Collected data:
PR #3047, opened 2026-07-16
Convert `measure_mitigation` from str to bool

TsafrirA:
### Summary

The `measure_mitigation` field in the metadata is stored as string. This PR converts it to bool. Also consolidates the field setting a bit.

Directions for this task: Down to the last line, give the records again exactly.

Output below:
PR #3047, opened 2026-07-16
Convert `measure_mitigation` from str to bool

TsafrirA:
### Summary

The `measure_mitigation` field in the metadata is stored as string. This PR converts it to bool. Also consolidates the field setting a bit.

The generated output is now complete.